Я поднимаю с земли железное грубо-тонкое повторение ломика.
– Фомка, – узнает папа и объясняет, что́ это, для кого и зачем.
– Удельная – земли Удельного ведомства. Красково – красть кого. Малаховка – малая аховка, там было спокойнее. Однажды в студеную зимнюю пору разбойники напали на сани, а кучер наставил на них копченую колбасу, закричал: Убью! – они и разбежались. Бывает, бывает, колбаса стреляет. В мирное время в Удельной от станции до Чудакова конка ходила. Богатые дачи были. Старуху Клепикову бандиты убили зимой, она одна оставалась. Она им не открыла, они подожгли.
Мама просыпается под утро: скрипнула рама, кто-то хотел влезть. Спящим жулики прижимают к лицу тряпки с хлороформом.
Бабушка привезла на всякий случай свисток: на соседней даче услышат и прибегут.
Идти со станции поздно – опасно. Чаще всего раздевают в ольшанике перед Новой Малаховкой, за новым мостиком, где два китайца утонули.
Два китайца утонули – из наших с папой прогулок. Они учились в КУТВе и пьяные пошли вброд.
Суховольский, папин знакомый – он старше папы, – тоже помнит китайцев, посмеивается: в самом мелком месте. Он в косоворотке, подпоясан кавказским шнурком, в галифе и тапочках. Приглашает к себе в Быко́во:
– У меня фисгармония! Я вам Бортнянского сыграю! Это такая музыка – стены плачут!
От Суховольского:
– Лакримоза!
Милиционер – один и на станции.
Иногда по Интернациональной важно проходит – грудь, как бочка, – невысокий в новой диагоналевой форме. Мамы глядят ему в спину:
– НКВД.
Вспоминают:
– У Козьей бабушки жил Вацетис. Каждое утро делал гимнастику и обливался холодной водой.
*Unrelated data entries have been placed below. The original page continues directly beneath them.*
PR #3085, opened 2023-06-19
fix(cli): log cache full when on debug level

### LINKED ISSUE #3059: Maintenance job getting ~2000 times the same file, with huge performance and cost impact
Hello

While running a full maintenance job, we're having the following `GetBlob` call **1937** times : 

`2023-06-08T07:58:40.918587Z DEBUG kopia/repo [STORAGE] GetBlob	{"blobID":"q894b24492b1c49d925c43a851a35fc3e-s432977430d515f6311b","offset":0,"length":-1,"outputLength":21143278,"error":null,"duration":"2.0008945s"}`

The file is ~20Mb.
First log : `2023-06-08T07:12:34.026410Z`
Last log : `2023-06-08T07:58:40.918587Z`

So Kopia is spending **46 minutes** getting the same 20MB files 1937 times, consuming **38Gb** of bandwidth on our S3.
We are seeing this behavior for all the blob files.

The last successful maintenance job on this bucket have succed in more than 72 hours.

We are using Scaleway S3 Object Storage.

Is there a way to have a local cache for the maintenance job, and avoid having so many wasted time and bandwidth ?

arouene:
Simple debug log addition to help diagnose of duplicate downloading of blobs.
fixes #3059


arouene:
I was wondering, how about to set it to *warning* level instead of *debug* level ? As a Kopia user, I would like to know if the cache is full, leading to an increase cost of bandwidth, and an increase time to achieve the maintenance.

internal/cache/persistent_lru_cache.go
```diff
@@ -231,6 +231,7 @@ func (c *PersistentCache) Put(ctx context.Context, key string, data gather.Bytes
 		// MUST NOT go over the specified limit for the cache space to avoid
 		// snapshots/restores from getting affected by the cache's storage use.
 		if c.isCacheFullLocked() {
+			log(ctx).Warnf("Cache is full, unable to add %v into cache.", key)
```
jkowalski, line 234: we should add some kind of rate limiter here, for example by logging this message no more than once/minute, otherwise it will spam the logs.

jkowalski: alternatively make that configurable via a flag or environment variable.

arouene: I added a condition to limit to one warning max per minute, is the implementation ok ?

internal/cache/persistent_lru_cache.go
```diff
@@ -231,6 +235,11 @@ func (c *PersistentCache) Put(ctx context.Context, key string, data gather.Bytes
 		// MUST NOT go over the specified limit for the cache space to avoid
 		// snapshots/restores from getting affected by the cache's storage use.
 		if c.isCacheFullLocked() {
+			// Limit warnings to one per minute max.
+			if time.Now().Sub(lastCacheFullWarning) > time.Minute {
+				lastCacheFullWarning = time.Now()
```
julio-lopez, line 240: This is racy. Updating `lastCacheFullWarning needs a synchronization primitive.

julio-lopez: @arouene You are right, I missed the lock block there, so there was no race.

julio-lopez:
@arouene Please address the linter issues. Thanks.

arouene:
> @arouene Please address the linter issues. Thanks.

Done, thanks !

julio-lopez (approved):

internal/cache/persistent_lru_cache.go
```diff
@@ -231,6 +232,13 @@ func (c *PersistentCache) Put(ctx context.Context, key string, data gather.Bytes
 		// MUST NOT go over the specified limit for the cache space to avoid
 		// snapshots/restores from getting affected by the cache's storage use.
 		if c.isCacheFullLocked() {
+			// Limit warnings to one per minute max.
+			if clock.Now().Sub(c.lastCacheWarning) > time.Minute {
+				c.lastCacheWarning = clock.Now()
+
+				log(ctx).Warnf("Cache is full, unable to add %v into cache.", key)
```
julio-lopez, line 239: We should make this `Debug` down the road.

Shrekster: This can be pretty noisy, even once per minute. Some workflows take several hours.

If the cache is full, are not we making the situation worse by filling up the logs ??

julio-lopez: @Shrekster yes, we should
- reduce the frequency
- add counters

Shrekster: I discussed this partly offline. I think the write rate could be reduced, but even better I'd propose we just log once and then mute.

If we can settle on logging this once then this doesn't even need to be a debug log and that could be more useful upfront than having to turn on debug logs.

The alternate question to "how much logging is bad logging?" is maybe "what frequency is useful ?"

IMO once is ok for this becuase logging this the second time is only telling me that nothing got expired, but what debugging info do I get from it ? If cache was full once and the perf was crappy then that probably explains it.

Is the second log going to add more info ? Yes!

Does that more info help ? I don't know... doesn't seem like yet

julio-lopez: @Shrekster PTAL at #3193

Issue #3097, opened 2023-06-29
npm audit failures cause CI to fail for all PRs


ashmrtn:
CI is [failing](https://github.com/kopia/kopia/actions/runs/5362438323/jobs/9729302088?pr=3092#step:7:38) during setup. From some of the logs, it appears that some vulnerable packages are causing `npm audit` to fail which makes `make` fail while setting up the environment thus blocking all PRs. For the current issue, it seems like downgrading `electron-first-run` will solve things

Moving the `npm audit` check to some release workflow may lead to better dev experience as it would allows unrelated PRs to continue to merge while still ensuring kopia releases were blocked until nopde package versions without vulnerabilities were added

julio-lopez:
fixed

PR #3100, opened 2023-07-03
fix(ci): Downgrade electron to fix npm audit error

ashmrtn:
npm is reporting a vulnerability in electron-first run which is breaking CI. This downgrades the offending package to fix the audit report and unblock things

An alternative would be to update the npm commands in the makefile(s) to ignore moderate severity vulnerabilities. I'm open to other alternatives, my knowledge of npm and node in general is fairly limited

solves the immediate issue in #3097 but doesn't do any long-term fix for keeping CI unblocked if vulnerabilities pop up

### DIFF
--- a/app/package-lock.json
+++ b/app/package-lock.json
@@ -10,7 +10,7 @@
       "license": "Apache-2.0",
       "dependencies": {
         "auto-launch": "^5.0.5",
-        "electron-first-run": "^3.0.0",
+        "electron-first-run": "^2.0.0",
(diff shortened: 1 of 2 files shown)


jkowalski:
Downgrading seems counter-intuitive, let me see if there's a solution that moves us forward...

ashmrtn:
I agree it seems counter-intuitive. Unfortunately, this is what npm gives you if you run `npm audit fix --force --production`

ashmrtn:
closing as another PR has a better solution

PR #3103, opened 2023-07-03
chore(ci): group dependabot updates and make them weekly

jkowalski:
This generates larger PRs for multiple dependencies at a time, such as https://github.com/jkowalski/kopia/pull/476

It uses relatively new feature of Dependabot described here: https://docs.github.com/en/code-security/dependabot/dependabot-version-updates/configuration-options-for-the-dependabot.yml-file#groups

### DIFF
--- a/.github/dependabot.yml
+++ b/.github/dependabot.yml
@@ -4,7 +4,20 @@ updates:
     directory: "/"
     open-pull-requests-limit: 5
     schedule:
-      interval: daily
+      interval: weekly
+    groups:
+      # create large PR upgrading multiple infrastructure dependencies in one shot,
+      # only include upstream dependencies that are stable and have somewhat
+      # regular releases which would be otherwise hard to manually manage.
+      common-golang-dependencies:
+        patterns:
+        - "cloud.google.com/*"
+        - "github.com/aws/aws-sdk-go/*"
+        - "github.com/minio/minio-go/*"
+        - "golang.org/x/*"
+        - "google.golang.org/*"
+        - "github.com/prometheus/*"
+        - "go.opentelemetry.io/*"
   - package-ecosystem: github-actions
     directory: "/"
     open-pull-requests-limit: 3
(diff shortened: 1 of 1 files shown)


.github/dependabot.yml
```diff
@@ -4,7 +4,20 @@ updates:
     directory: "/"
     open-pull-requests-limit: 5
     schedule:
-      interval: daily
+      interval: weekly
+    groups:
+      # create large PR upgrading multiple infrastructure dependencies in one shot,
+      # only include upstream dependencies that are are stable, have somewhat
```
Shrekster, line 10:
```suggestion
      # only include upstream dependencies that are stable, have somewhat
```

jkowalski: done

.github/dependabot.yml
```diff
@@ -4,7 +4,20 @@ updates:
...
+      # regular releases which would be otherwise hard to manually manage.
+      common-golang-dependencies:
+        patterns:
+        - "cloud.google.com/*"
+        - "github.com/aws/aws-sdk-go/*"
+        - "github.com/minio/minio-go/*"
+        - "golang.org/x/*"
+        - "google.golang.org/*"
+        - "github.com/prometheus/*"
+        - "go.opentelemetry.io/*"
```
Shrekster, line 20: this is largely ok, just a minor issue ...

otel updates can particularly conflict for people those who import kopia SDK along with k8s imports in the same project. I think k8s also has an otel dependency, that if mismatches versions with kopia, could have weird compile time issues

@julio-lopez WDYT ?

Shrekster (approved):
LGTM, just a minor otel comment. can merge otherwise

.github/dependabot.yml
jkowalski: that is a problem regardless of this PR, right?

Shrekster: that is true 90% of the times. each update has been some manual effort so far

also, to be clear I don't think this is a kopia issue, just sdk inter dependency conflicts.

julio-lopez (commented):
+1: LG 👍

.github/dependabot.yml
julio-lopez: Yes. However, having the updates for opentelemetry as separate PRs may make it easier to "downgrade" if needed. Having said that, it is probably the same  effort as (or even more than) creating a separate commit with the required dep downgrades.

PR #3129, opened 2023-07-06
chore(general): cleanup "stale" error naming

julio-lopez:
Renames `IsESTALE(error)` to `IsStale(error)` to make it consistent with the conventions in the Go ecosystem.

Uses `errors.Is()` instead of `==` comparison. It is more robust.


Shrekster (approved):
LGTM! Thanks!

Володька, младший брат нашего дачника Саши, забирает у мамы Дни Шульгина:
– Вас еще за нее посадят.
– Возьмите, – говорит мама, а когда он уходит: – Поганец!
В выходной в компании дачников Володька рассказывает, что слово керосин произошло от фирмы Керо и сын – она первая им торговала. Все великие люди – евреи: Колумб, Кромвель, Наполеон, Карл Маркс. Гитлер тоже еврей.
После обеда летники и дачники собираются на верандах вокруг патефона. Годами готовятся, откладывают, обговаривают – и покупают театральный бинокль, термос, патефон.
Пластинки, в общем, у всех одинаковые.
Из сознательности – Все выше, Марш-велотур, Марш водолазов, Машину ведет комсомолец-пилот.
Из образованности – Шаляпин.
По пристрастию – у кого Лемешев, у кого Козловский. Лемешисты воюют с Козловским отчаянно и безнадежно.